The “First 100 Days” is a well-worn media milestone used to judge a new presidency, so much so that it is now just as regularly embraced by new administrations to tout early accomplishments and reinforce a longer-term vision statement.
But it is certainly creative for HHS to decide to use that milestone to make news about drug pricing reforms. That’s what the department did when it released itsReport on 100 Days of Action on the American Patient First Blueprint on Aug. 20. The report, technically, came 101 days after the release of the “blueprint” as part of a White House event on drug pricing on May 11. (Also see "Trump Drug Pricing Plan Includes Part D Surprises, Challenges PBM Business Model" - Pink Sheet, 11 May, 2018.)
Still, even by the low standards of the “First 100 Days” genre, the report is underwhelming. As an update, the report is broadly predictable: touting a number of examples of progress on drug pricing (notably in the area of enhanced generic drug approvals and voluntary steps announced by manufacturers) while highlighting plans for bigger actions in the coming months (Part D reforms, changes to the “safe harbor” for rebates).
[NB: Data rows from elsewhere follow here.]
PR #183, opened 2021-06-04
#minor Enum type

kumare3:
# TL;DR
Supports new EnumType in Flyte type system

## Type
 - [ ] Bug Fix
 - [x] Feature
 - [ ] Plugin

## Are all requirements met?

 - [x] Code completed
 - [x] Smoke tested
 - [x] Unit tests added

## Complete description
Only string enum types are supported. this is purely a type system update, the underlying transport is still a stringvalue

## Tracking Issue
https://github.com/flyteorg/flyte/issues/590


protos/flyteidl/core/types.proto
```diff
@@ -73,6 +81,9 @@ message LiteralType {
 
         // A blob might have specialized implementation details depending on associated metadata.
         BlobType blob = 5;
+
+        // Defines an enum with pre-defined string values.
+        EnumType enum_type = 7;
```
EngHabu, line 86: Should it be under Simple?

kumare3: Nope, Simple types are just enums (i.e) they are declared only using an enum value. While enums have values associated with them. The transport is actually just a string

katrogan (approved):

EngHabu (approved):
Looks good.

katrogan (approved):

protos/flyteidl/core/types.proto
```diff
@@ -56,6 +56,14 @@ message BlobType {
     BlobDimensionality dimensionality = 2;
 }
 
+// Enables declaring enum types, with predefined string values
+message EnumType {
+    // Predefined set of enum values
+    repeated string values = 1;
+    // default value for the enum type
+    string default_value = 2;
```
EngHabu, line 64: Should the default value just be the first value?

EngHabu (changes requested):

protos/flyteidl/core/types.proto
kumare3: I wanted to have a way of not having a default. Thus in the drop down no value could be selected

EngHabu: I actually like the protobuf decision and golang's of having the first be the default and forcing people, if they want, to name the first one UNDEFINED... 

I think it also simplifies UI implementation and other sdk languages...

kumare3: I actually think protobuf's decision was based on the wire-format and that `0` value is the default int value.
I am thinking of cases, where you do not want a value to be selected at all. I understand we can define a `UNDEFINED` value, but this for users - who never use protobuf (think data scientists, data engineers) and users who use python - which supports None value, would be harder to understand.

But I am ok with whatever, as I think we can create the representation in higher levels. Just that ever ux layer wil need to represent it in the same way

kumare3: Let me just remove the default value, we can always add that in

kumare3:
@EngHabu / @katrogan +1 again please

EngHabu (approved):

katrogan (approved):

PR #184, opened 2021-06-05
[wip] #minor offloadable Dense vectors

kumare3:
# TL;DR
Support for dense vectors in flyteidl. Instead of using multivariate LiteralColletion, Flyteidl now supports offloadable dense vectors for certain types. This is interesting for may ML type of operations

## Type
 - [ ] Bug Fix
 - [x] Feature
 - [ ] Plugin

## Are all requirements met?

 - [ ] Code completed
 - [ ] Smoke tested
 - [ ] Unit tests added

## Complete description

## Tracking Issue
https://github.com/flyteorg/flyte/issues/<number>

## Follow-up issue
_NA_
OR


protos/flyteidl/core/literals.proto
```diff
@@ -75,15 +75,80 @@ message Literal {
...
+        // DenseVector of type float (32bit precision)
+        FloatVector float_vector = 6;
+        // DenseVector of type Double (64bit precision)
+        DoubleVector double_vector = 7;
+        // DenseVector of type Bool
+        BoolVector bool_vector = 8;
+        // DenseVector of type string
+        StringVector str_vector = 9;
     }
 }
```
EngHabu, line 95: I think `Offloaded` should be added here instead... a Generic/String Scalar can be arbitrary large that we want it offloaded, same for Literal Collection/Map...

```suggestion
        StringVector str_vector = 9;
    }
    
    Offloaded offloaded = 10;
}
```

kumare3: ya I was thinking about that, the reason, why I did not add it here, is because we will then face major `TypeErasure` and lose the type information at runtime. I initially create a singular DenseVector which can be offloaded and one of the typed vectors. But, then if the value is offloaded at runtime, it is very hard to know the type. This has been causing some problems - i.e., we will always need to load the relevant interface.

In the approach I have taken, the shell is maintained, thus type is implicitly derivable

EngHabu: If maintaining the type is a goal for offloading, we can add the LiteralType to the offload message...

If we follow the approach in this PR, how will we ever offload the literalcollection for example? It'll be impossible to while maintaining the type... Right?

protos/flyteidl/core/literals.proto
```diff
@@ -75,15 +75,80 @@ message Literal {
...
+message Offloaded {
+    // URI of the offloaded vector. Of the form s3://...
+    string uri = 1;
+    // Format of the offloaded vector. this is for the client libraries to parse. Example: parquet, arrow, hd5, proto etc
+    string format = 2;
+}
+
+// Represents a list of Strings
+message StringVector {
+    repeated string values = 1;
```
katrogan, line 106: why not oneof values or offloaded?

PR #187, opened 2021-06-15
Add endpoint to recover workflow execution

katrogan:

# TL;DR
Add endpoint to recover workflow execution.

## Type
 - [ ] Bug Fix
 - [x] Feature
 - [ ] Plugin

## Are all requirements met?

 - [x] Code completed
 - [x] Smoke tested
 - [x] Unit tests added

## Complete description

## Tracking Issue
https://github.com/flyteorg/flyte/issues/1151

## Follow-up issue
_NA_


protos/flyteidl/core/execution.proto
```diff
@@ -18,6 +18,7 @@ message WorkflowExecution {
         FAILED = 6;
         ABORTED = 7;
         TIMED_OUT = 8;
+        REOVERED = 9;
```
wild-endeavor, line 21:
```suggestion
        RECOVERED = 9;
```

protos/flyteidl/core/execution.proto
```diff
@@ -34,6 +35,7 @@ message NodeExecution {
         SKIPPED = 7;
         TIMED_OUT = 8;
         DYNAMIC_RUNNING = 9;
+        REOVERED = 10;
```
wild-endeavor, line 38:
```suggestion
        RECOVERED = 10;
```

protos/flyteidl/admin/execution.proto
```diff
@@ -49,6 +49,21 @@ message ExecutionRelaunchRequest {
...
+    // Identifier of the workflow execution to recover.
+    core.WorkflowExecutionIdentifier id = 1;
+
+    // User provided value for the recovered execution.
+    // If none is provided the system will generate a unique string.
+    // +optional
+    string name = 2;
+
+    // Which subworkflow node (if any) launched this execution
+    core.NodeExecutionIdentifier parent_node_execution = 3;
```
wild-endeavor, line 63: can we add a comment for why this is necessary?  it's not immediately obvious.

protos/flyteidl/core/execution.proto
katrogan: oof, big thanks!

protos/flyteidl/admin/execution.proto
katrogan: done, let me know if this is clearer

wild-endeavor: Not really, but I think it's because I don't understand this recovery feature/what a parent_node_execution is.

protos/flyteidl/service/admin.proto
```diff
@@ -248,6 +248,16 @@ service AdminService {
     };
   }
 
+  rpc RecoverExecution (flyteidl.admin.ExecutionRecoverRequest) returns (flyteidl.admin.ExecutionCreateResponse) {
+    option (google.api.http) = {
+      post: "/api/v1/executions/recover"
+      body: "*"
+    };
+    option (grpc.gateway.protoc_gen_swagger.options.openapiv2_operation) = {
+      description: "Recovers a previously-run workflow execution that failed due to system failure."
```
kumare3, line 257: can we improve the description - 
In Recover mode, users cannot change any input parameters or update the version of the execution. This is extremely useful to recover from system errors and byzantine faults like - Loss of K8s cluster, bugs in platform or instability, machine failures, downstream system failures (downstream services), or simply to recover executions that failed because of retry exhaustion and should complete if tried again.

kumare3: also add a `:ref:`?

protos/flyteidl/admin/execution.proto
kumare3: I agree with Yee, this is confusing! Why do we need to know the parent at all. If you just recover one of the child workflows, then it should simply recover the child workflow! I do not think we should try and link it to the parent - so node execution identifier should not be required?

protos/flyteidl/core/execution.proto
```diff
@@ -34,6 +35,7 @@ message NodeExecution {
         SKIPPED = 7;
         TIMED_OUT = 8;
         DYNAMIC_RUNNING = 9;
+        RECOVERED = 10;
```
kumare3, line 38: we should also update the statemachine diagram to indicate this new state in the docs. Also while you are at it, you can use the fancy sphinx plugin that Yee introduced

gen/pb-go/flyteidl/service/flyteadmin/api/swagger.yaml
```diff
@@ -475,6 +475,25 @@ paths:
           description: "A successful response."
           schema:
             $ref: "#/definitions/adminExecutionCreateResponse"
+  /api/v1/executions/recover:
+    post:
+      tags:
+      - "AdminService"
+      description: "Recovers a previously-run workflow execution that failed due to\
+        \ system failure."
```
pmahindrakar-oss, line 483: Does system failure mean a set of error codes . If yes ,  can we  add those in the description?

gen/pb-go/flyteidl/service/flyteadmin/api/swagger.yaml
```diff
@@ -3652,6 +3673,22 @@ definitions:
...
+    properties:
+      id:
+        description: "Identifier of the workflow execution to recover."
+        $ref: "#/definitions/coreWorkflowExecutionIdentifier"
+      name:
+        type: "string"
+        title: "User provided value for the recovered execution.\nIf none is provided\
+          \ the system will generate a unique string.\n+optional"
+      parent_node_execution:
+        description: "Which node (if any) launched this execution. This situation\
```
pmahindrakar-oss, line 3687: when you mean this -> you mean the referenced execution?

protos/flyteidl/admin/execution.proto
katrogan: This is to mimic the existing behavior when a parent workflow launches a child one. We pass through execution metadata like the principal

protos/flyteidl/core/execution.proto
katrogan: good point, but i will do that in separate PR since it's in the flyte repo

protos/flyteidl/admin/execution.proto
EngHabu: I understand why we need to overwrite this, @kumare3. When you recover Exec1 that has a node that, ran Exec2 and then we failed somewhere in there... when we recover Exec1', and we come to that node, it should launch Exec2' in recover mode... but if all it did was call the Recover endpoint on Exec2, then it'll look like it's associated with the node in Exec1 not Exec1'... 

This sounds like we want to override _somethings_ within the `ExecutionSpec` of the recovered execution... and right now we think we only need to overwrite [parent_node_execution](https://github.com/flyteorg/flyteidl/blob/f4809c1a52073ec80de41be109bccc6331cdbac3/protos/flyteidl/admin/execution.proto#L200).

But I guess we might even want to overwrite [reference_execution](https://github.com/flyteorg/flyteidl/blob/f4809c1a52073ec80de41be109bccc6331cdbac3/protos/flyteidl/admin/execution.proto#L204) later on... so maybe we should have a way to overwrite all `ExecutionMetadata` fields?

protos/flyteidl/core/execution.proto
```diff
@@ -18,6 +18,7 @@ message WorkflowExecution {
         FAILED = 6;
         ABORTED = 7;
         TIMED_OUT = 8;
+        RECOVERED = 9;
```
EngHabu, line 21: What does this state represent? so when we create a new execution, it'll go to RECOVERED instead of QUEUED or before/after QUEUED? I'm not sure we actually need a state to track it... mind clarifying how that will work?

gen/pb-go/flyteidl/service/flyteadmin/api/swagger.yaml
katrogan: updated

protos/flyteidl/core/execution.proto
katrogan: removed, thanks for pointing out

gen/pb-go/flyteidl/service/flyteadmin/api/swagger.yaml
katrogan: just all errors for now

protos/flyteidl/admin/execution.proto
katrogan: fair point @EngHabu do you mean we should pass an Execution Metadata instead here? I do question whether we want to overwrite the reference execution, admin can implicitly do this already based on it being the RecoverExecution endpoint, it seems error-prone to leave it to the caller to set that themselves

katrogan:
PTAL @EngHabu @kumare3

protos/flyteidl/service/admin.proto
kumare3: also add about transient failures

protos/flyteidl/admin/execution.proto
```diff
@@ -178,6 +194,9 @@ message ExecutionMetadata {
 
         // This execution was triggered by another execution.
         CHILD_WORKFLOW = 4;
+
+        // This execution was recovered from another execution.
+        RECOVERED = 5;
```
kumare3, line 199: can it not be recovered and child?

katrogan: good point, updated

protos/flyteidl/admin/execution.proto
EngHabu: I did mean that yes..
What should the reference_execution be? should it be the execution we are recovering from? or the "parent" execution that is sending this recover request?

protos/flyteidl/service/admin.proto
katrogan: so the generated rst docs all pick up the comments above, these descriptions are only used for swagger. I can make them consistent-ish although the rst links don't work.

protos/flyteidl/core/execution.proto
katrogan: sure, this is to indicate that although a node succeeded it wasn't really run, rather it was recovered. if you think this is unnecessary i can just default to success

protos/flyteidl/admin/execution.proto
```diff
@@ -178,6 +194,12 @@ message ExecutionMetadata {
...
+
+        // This execution was a child workflow recovered from another execution.
+        RECOVERED_CHILD_WORKFLOW = 6;
```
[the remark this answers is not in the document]
katrogan: okay, added it on ketan's suggestion. removed

protos/flyteidl/admin/execution.proto
katrogan: in this case the parent. the execution that we're recovering from is the source execution id (stored separately)

katrogan:
PTAL @EngHabu @kumare3

kumare3 (approved):
awesome!

protos/flyteidl/core/execution.proto
EngHabu: aha.. so this is a terminal state that a node will move into when it's been recovered... cool cool.. SG!

EngHabu (approved):

PR #215, opened 2021-08-24
Cache Serialize API

hamersaw:
# TL;DR
Removes the ExtendReservation API from the datacatalog protobuf definition.

## Type
 - [ ] Bug Fix
 - [x] Feature
 - [ ] Plugin

## Are all requirements met?

 - [x] Code completed
 - [x] Smoke tested
 - [x] Unit tests added

## Complete description
The datacatalog ExtendReservation API is continually called when an Artifact is already reserved and that reservation needs to be extended past the current expiration. We are changing the implementation of the GetOrReserveArtifact API to extend a reservation if valid. Therefore, ExtendReservation is no longer necessary. We have included additional fields into the GetOrReserveArtifactResponse to reflect these changes.

## Tracking Issue
https://github.com/flyteorg/flyte/issues/267
https://github.com/flyteorg/flyte/issues/872

## Follow-up issue
_NA_


protos/flyteidl/core/catalog.proto
```diff
@@ -41,3 +41,17 @@ message CatalogMetadata {
        TaskExecutionIdentifier source_task_execution = 3;
     }
 };
+
+// Indicates the status of a catalog reservation operation.
+enum CatalogReservationStatus {
```
EngHabu, line 46: You may want to move this into a message... because of the way code generation happens, this will end up with weird naming in some languages...

EngHabu (dismissed):
Finally started looking at the cache serialization PRs... 
Let's wait on merging them until they are all +1'd

protos/flyteidl/core/catalog.proto
hamersaw: @EngHabu  We'll want to move the CatalogCacheStatus enum at the top of this file then as well. Do we just want to move all of this file out of the core package and into the datacatalog package?

EngHabu: Example: https://github.com/flyteorg/flyteidl/blob/master/protos/flyteidl/core/execution.proto

I don't think you need to do the refactoring right now... we need a bigger project to revisit DataCatalog design and we can do the cleanup as part of that... but at least for new additions (like this PR), let's prevent future cleanup

hamersaw: sounds great, done.

EngHabu (dismissed):

protos/flyteidl/core/tasks.proto
```diff
@@ -92,6 +92,9 @@ message TaskMetadata {
     oneof interruptible_value {
         bool interruptible = 8;
     };
+
+    // Indicates whether the system should attempt to execute discoverable instances in serial to avoid duplicate work
+    bool discovery_serializable = 9;
```
kumare3, line 97: i hate this name. I guess we want to keep it so.
but, ideally it should be cache_serializable right?

kumare3 (dismissed):
one comment

protos/flyteidl/core/tasks.proto
hamersaw: done. i'm ok with the switch, it hurt me to try and keep it uniform.

EngHabu (approved):

kumare3 (approved):

PR #221, opened 2021-09-10
Update EventError with Is and Unwrap functions

hamersaw:
Signed-off-by: Daniel Rammer <daniel@union.ai>

# TL;DR
The golang errors package provides the functions Is (to check if an instance of the error type is within the stack), As (to convert the error to the error type if it is within the stack), and Unwrap (to facilitate the aforementioned functionality). This updates the EventError type to enable use within the API.

## Type
 - [x] Bug Fix
 - [ ] Feature
 - [ ] Plugin

## Are all requirements met?

 - [x] Code completed
 - [x] Smoke tested
 - [ ] Unit tests added

## Complete description
See TL;DR

## Tracking Issue
_NA_

## Follow-up issue
_NA_

### DIFF
--- a/clients/go/events/errors/errors.go
+++ b/clients/go/events/errors/errors.go
@@ -2,6 +2,7 @@ package errors
 
 import (
 	"context"
+	"errors"
 	"fmt"
 
 	"github.com/flyteorg/flyteidl/gen/pb-go/flyteidl/admin"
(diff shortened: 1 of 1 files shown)


clients/go/events/errors/errors.go
```diff
@@ -31,6 +32,18 @@ func (r EventError) Error() string {
 	return fmt.Sprintf("%s: %s, caused by [%s]", r.Code, r.Message, r.Cause.Error())
 }
 
+func (r *EventError) Is(target error) bool {
+	t, ok := target.(*EventError)
+	if !ok {
+		return false
+	}
+	return r.Code == t.Code && (r.Cause == t.Cause || t.Cause == nil) && (r.Message == t.Message || t.Message == "")
```
EngHabu, line 40: Should that just check for the Code? I feel the message and cause may be different but the errors will still be _the same_... it's not an "Equals" check.. or at least in my opinion it doesn't have to be...

hamersaw: Good point. I saw it implemented this way elsewhere and thought it might add more extensibility. The idea is that when checking for an error if you don't provide the Cause or Message than it performs the check as you suggested - equality over Code and then Cause == nil / Message == "". This scenario is applied in the updates to IsNotFound, IsAlreadyExist, etc below. For example:

`errors.Is(err, &EventError{Code: ExecutionNotFound}`

Only checks if the Code is equal to any error in the stack. However, if a user wanted to include more fine-grained checks they could include a Cause or Message as well. I don't have strong feelings either way, if you prefer to perform only a Code check I can make the update.

EngHabu: SG 👍🏽

clients/go/events/errors/errors.go
```diff
@@ -31,6 +32,18 @@ func (r EventError) Error() string {
 	return fmt.Sprintf("%s: %s, caused by [%s]", r.Code, r.Message, r.Cause.Error())
 }
 
+func (r *EventError) Is(target error) bool {
+	t, ok := target.(*EventError)
+	if !ok {
+		return false
+	}
```
EngHabu, line 39: The one additional check I would add is:
```suggestion
	}
	
	if r == nil && t == nil {
	    return true
	}
	
	if r == nil || t == nil {
	    return false
	}
```

Example for why: https://play.golang.org/p/P85Pext7xw5

hamersaw: Very interesting, it doesn't seem like the check should be necessary, but the example certainly clarifies it.

EngHabu (approved):

wild-endeavor (approved):
is this backwards compatible with everything?

hamersaw:
> is this backwards compatible with everything?

@wild-endeavor Yes, I just added a few functions to support traversal through the entire error stack to check for EventError types.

But that is probably beside the point: HHS’ mission with pricing reforms continues to be to pursue important but incremental policy changes while reassuring the public – and the president – that the drug pricing issues are being resolved. (Also see "The Trump Effect On Drug Pricing: Uncertainty Is The Only Constant" - Pink Sheet, 13 Jun, 2018.)
After all, the “blueprint” itself came on day 476 of the Trump Presidency – which, to recall, began with the incoming president declaring that the drug industry was “getting away with murder” on its pricing. The need to keep President Trump from demanding more, in fact, is probably the main reason for the report – since Trump had (once again) promised “big news” on drug pricing, and (once again) apparently left HHS scrambling to find something that might qualify.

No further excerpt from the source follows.